What you need to do:
The answer must consist of every line below that holds the word "Changes".

Raw data:

PR #123, opened 2019-05-15
Improve QueueVideoImports response objects with more meaningful data

salvamomo:
## Description
- Implements feedback from https://github.com/Lullabot/media_mpx/pull/122#discussion_r284058122, although with some minor differences in regards to response handling, given the suggested snippet wasn't valid with the current `ObjectListIterator` class (e.g: calling count() on the $results array).
- Additionally to that refactor, I've leveraged it in the admin ui. Screenshot below:
- Adds unit tests for the new `QueueMpxImportResult` class.

--- 

queue_errors

EDIT: Confirming that code climate is not complaining anymore about the refactored service 🎉  (not that it's silent, but that it actually reports a "Fixed" message for the original smell reported).

### DIFF
--- a/src/Form/QueueContentsForm.php
+++ b/src/Form/QueueContentsForm.php
@@ -105,8 +105,8 @@ class QueueContentsForm extends FormBase {
       $context['sandbox']['progress'] = 0;
       $context['sandbox']['last_index'] = 0;
       $context['results'] = [
-        'success' => 0,
-        'errors' => 0,
+        'success' => [],
+        'errors' => [],
       ];
     }
 
@@ -136,9 +136,9 @@ class QueueContentsForm extends FormBase {
     $context['sandbox']['total_results'] = $context['sandbox']['total_results'] ?: $response->getIterator()->getTotalResults();
     $total_items = $context['sandbox']['total_results'];
 
-    $context['results']['success'] += $response->getVideosQueued();
-    $context['results']['errors'] += $response->getErrors();
-    $context['sandbox']['progress'] += $response->getVideosQueued();
+    $context['results']['success'] = array_merge($context['results']['success'], $response->getQueuedVideos());
+    $context['results']['errors'] = array_merge($context['results']['errors'], $response->getNotQueuedVideos());
+    $context['sandbox']['progress'] += count($response->getQueuedVideos());
     $context['sandbox']['last_index'] = $context['sandbox']['last_index'] + $batch_size;
     $context['message'] = $this->t('Queued @progress %type items out of @total.', [
       '@progress' => $context['sandbox']['progress'],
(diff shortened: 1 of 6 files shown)


src/Form/QueueContentsForm.php
```diff
@@ -161,19 +161,24 @@ public function batchFinished(bool $success, array $results) {
...
-        'One mpx item could not be queued. Check logs for details.',
-        '@count mpx items could not be queued for updates. Check logs for details.');
+        count($results['errors']),
+        'The following mpx item could not be queued. Check logs for details.',
+        'The following @count mpx items could not be queued for updates. Check logs for details.');
       $this->messenger()->addError($errors_message);
+
+      /* @var \Lullabot\Mpx\DataService\Media\Media $mpx_item */
+      foreach ($results['errors'] as $mpx_item) {
+        $this->messenger()->addError($mpx_item->getId());
```
deviantintegral, line 180: I wonder if we need to do this all as a single addError call. Otherwise, if someone has multiple tabs open, the session messages could be consumed and displayed without the first sentence as context.

src/Service/QueueMpxImportResult.php
```diff
@@ -0,0 +1,63 @@
...
+
+  /**
+   * QueueMpxImportResult constructor.
+   *
+   * @param bool $success
+   *   Whether the queueing attempt was successful or not.
+   * @param \Lullabot\Mpx\DataService\Media\Media $mpx_media
+   *   The mpx Media item.
+   */
+  public function __construct(bool $success, Media $mpx_media) {
```
deviantintegral: What do you think about flipping this, so the constructor is "subject, status" instead of "status, subject".

deviantintegral:
Screen Shot 2019-05-15 at 4 40 47 PM


🎉

src/Form/QueueContentsForm.php
salvamomo: @deviantintegral I'm fine with doing it in a single call, but I'm not sure that scenario is feasible at all. Keep in mind this is done in the "finished" callback and it's called just once at the very end, not in the operations one between batches.

tbc:
Was I mentioned as a typo? Maybe another dev should be notified?

salvamomo:
@tbc ouch, that's a funny one. I opened this with an empty description "@ tbc", which I use as a ("@ todo"), so CI tasks are triggered while I write. It seems github was eager to notify someone! Sorry about that :)

src/Service/QueueMpxImportResult.php
salvamomo: Done

salvamomo:
Flipped constructor arguments. Not touched the message generation yet, for the reason mentioned above.

deviantintegral (approved):

PR #124, opened 2019-05-16
Update asset by account guid

salvamomo:
## Description
- Adds a new administration UI for content editors to allow them update a given video item using its `guid` field, for a selected account.
- Moves the existing **Queue items for import** UI into admin/content/media, as a sub task (old location was under `/admin/config/....`.
  - Refactored MpxImporterQueueWorker to use the new `UpdateVideoItem` service, as that's where the  core domain logic for updating an item is isolated from context-specific updates (ui, cron, command line, etc).

- Remaining work.
  - TESTS: Not tackling here. There's a separate task that also deals with UI for updates, so I will include them there, in case any further refactoring takes place.

---

image


src/Service/UpdateVideoItem/UpdateVideoItemRequest.php
```diff
@@ -0,0 +1,83 @@
...
+   *
+   * @param \GuzzleHttp\Psr7\Uri $mpxId
+   *   The Uri object specifying the video item id.
+   * @param string $mediaTypeId
+   *   The media type id.
+   */
+  private function __construct(Uri $mpxId, string $mediaTypeId) {
+    $this->mpxId = $mpxId;
+    $this->mediaTypeId = $mediaTypeId;
+  }
```
salvamomo, line 42: constructor is private so that it's clear callers need to use one of the existing factory methods. For now there's just one, but as I'm refactoring the Importer, that'll need its own constructor, as it provides the data directly with the mpx id and the media type id.

deviantintegral: _what_ you can make private constructors!!??! 💥

src/Form/UpdateMediaItemForAccount.php
```diff
@@ -0,0 +1,170 @@
...
+
+  /**
+   * Submit handler for the 'media_mpx_asset_sync_single_by_account_guid' form.
+   */
+  public function submitForm(array &$form, FormStateInterface $form_state) {
+    $account = $form_state->getValue('account');
+    $guid = $form_state->getValue('guid');
+
+    if (!$media_items = $this->loadMediaEntitiesWithMatchingGuid($guid)) {
+      $this->messenger()->addError($this->t('There are no video items with the entered GUID.'));
```
deviantintegral: What if I'm importing a new video?

Actually, that makes me think I've suggested the wrong approach here - instead of selecting an account, it should be a media bundle?

src/Form/UpdateMediaItemForAccount.php
```diff
@@ -0,0 +1,170 @@
...
+   *
+   * @param string $guid
+   *   The guid to filter by.
+   *
+   * @return \Drupal\media\Entity\Media[]
+   *   The mpx Media entities matching the given guid
+   */
+  private function loadMediaEntitiesWithMatchingGuid(string $guid): array {
+    $media_ids = $this->mediaStorage->getQuery()
+      ->condition('field_mpx_guid', $guid)
```
deviantintegral: This field is defined by sites, so the name may be different. I think this would need to be `getMetadata(...)` from the media source plugin.

src/Service/UpdateVideoItem/UpdateVideoItem.php
```diff
@@ -0,0 +1,83 @@
...
+   * @throws \Drupal\media_mpx\Exception\MediaTypeDoesNotExistException
+   * @throws \Drupal\media_mpx\Exception\MediaTypeNotAssociatedWithMpxException
+   */
+  public function execute(UpdateVideoItemRequest $request): UpdateVideoItemResponse {
+    $mpx_id = $request->getMpxId();
+    $media_type_id = $request->getMediaTypeId();
+
+    $media_type = $this->mpxMediaTypeRepository->findByTypeId($media_type_id);
+
+    $media_source = $this->importer::loadMediaSource($media_type);
```
deviantintegral: why `::` here?

src/Service/UpdateVideoItem/UpdateVideoItemRequest.php
```diff
@@ -0,0 +1,83 @@
...
+use GuzzleHttp\Psr7\Uri;
+
+/**
+ * Contains the data needed to update a media entity via UpdateVideoItem.
+ *
+ * @package Drupal\media_mpx\Service\UpdateVideoItem
+ */
+class UpdateVideoItemRequest {
+
+  const MPX_MEDIA_DATA_SERVICE_URL = "http://data.media.theplatform.com/media/data/Media/";
```
deviantintegral: This is not actually a constant, and there's an API for this as the hostname may change. However the given id for an mpx object will be static once it's set.

Actually, I'm not sure this is needed. You're concatenating this to the full id below, which I think will duplicate this portion.

deviantintegral (commented):
Nice work! This is well on the way, a few notes I've left that probably won't be too much to deal with. Other than wrong requirements! 🤦‍♂

src/Service/UpdateVideoItem/UpdateVideoItem.php
salvamomo: Ah great catch! Leftover from its usage on the Queue Worker, which wasn't using a service, but the class directly 👍

salvamomo: tackled.

src/Service/UpdateVideoItem/UpdateVideoItemRequest.php
salvamomo: php is the new java 😆

src/Form/UpdateMediaItemForAccount.php
salvamomo: Right, totally. I actually wondered why this was for updating, and not for both creation and updates. I'll rework this! 🚀

src/Service/UpdateVideoItem/UpdateVideoItemRequest.php
salvamomo: It won't duplicate it, as I'm using ->load() which expects the Uri already.... Buuut I just noticed there's a `loadByNumericId` method, which indeed makes this oddity here totally unnecessary. Fixing 👍

src/Form/UpdateMediaItemForAccount.php
salvamomo: 2 hours of mpx pain later: This can't be done. Details in ticket, but essentially retrieving object data by **guid** is not working for me. So we'll have to restrict this UI to **update only** ops, and defer to the upcoming _global id ui_ for both create/update imports.

src/Form/UpdateMediaItemForAccount.php
salvamomo: It's taken a while, as I thought this was configured, and went around in circles wondering why fieldMap was coming with empty results all the time. oh well. 🤦‍♂  Done now :).

salvamomo:
Changes and clean up done. This should be ready.

src/Form/UpdateMediaItemForVideoType.php
```diff
@@ -0,0 +1,218 @@
...
+    }
+
+    $updateRequest = UpdateVideoItemRequest::createFromMediaEntity($video_item);
+    try {
+      $this->updateVideoItemService->execute($updateRequest);
+      $this->messenger()->addMessage($this->t('The selected video has been updated.'));
+    }
+    catch (\Exception $e) {
+      // Up until here, all necessary checks have been made. No custom exception
+      // handling needed other than for the db possibly exploding at this point.
```
juampynr, line 126: :boom: :smile:

src/Service/QueueVideoImports.php
```diff
@@ -96,10 +96,13 @@ public function execute(QueueVideoImportsRequest $request): QueueVideoImportsRes
     $queue_results = [];
 
     foreach ($results as $index => $mpx_media) {
+      $queue_results[] = $this->queueMpxItem($mpx_media, $media_type->id());
+
+      // Break if the limist is reached, to avoid an extra request to mpx for
```
juampynr, line 101: Limit.

Can be fixed in a straight push to master.

juampynr:
Looks good! Merging.

src/Service/QueueVideoImports.php
salvamomo: oops! Will fix 👍

PR #126, opened 2019-05-20
Update asset by mpx

salvamomo:
## Summary of Changes
- Adds a new form under `admin/content/media/mpx/update-item-by-mpx-id` that allows content managers / administrators to import (create or update) a video item by entering its `mpx ID`. Video type dropdown is required because it's needed to know mappings for the item, etc.

- Adds Kernel tests for the `UpdateVideoItem` service.

### DIFF
--- a/src/Form/ImportVideoItemByMpxId.php
+++ b/src/Form/ImportVideoItemByMpxId.php
@@ -19,7 +19,7 @@ use Symfony\Component\DependencyInjection\ContainerInterface;
  *
  * @package Drupal\media_mpx\Form
  */
-class ImportMediaItemByMpxId extends FormBase {
+class ImportVideoItemByMpxId extends FormBase {
 
   /**
    * The Update Video Item service.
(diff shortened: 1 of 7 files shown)


src/Form/ImportVideoItemByMpxId.php
```diff
@@ -0,0 +1,165 @@
...
+      $container->get('logger.channel.media_mpx')
+    );
+  }
+
+  /**
+   * {@inheritdoc}
+   */
+  public function buildForm(array $form, FormStateInterface $form_state) {
+    if (!$video_opts = $this->loadVideoTypeOptions()) {
+      $this->messenger()->addError($this->t('There has been an unexpected problem loading the form. Reload the page.'));
```
juampynr, line 70: @salvamomo why could this happen? Just curious. Also, would reloading the page solve it?

salvamomo: Rather unlikely, and not related this module itself (say db connection failing for a moment, which could break the whole site anyway and not only this page), but not impossible.

deviantintegral: This is fine for now, but a more robust method would be to throw an exception from `loadVideoTypeOptions()`. "object || false" returns are evil :D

Written response:
Changes and clean up done. This should be ready.
## Summary of Changes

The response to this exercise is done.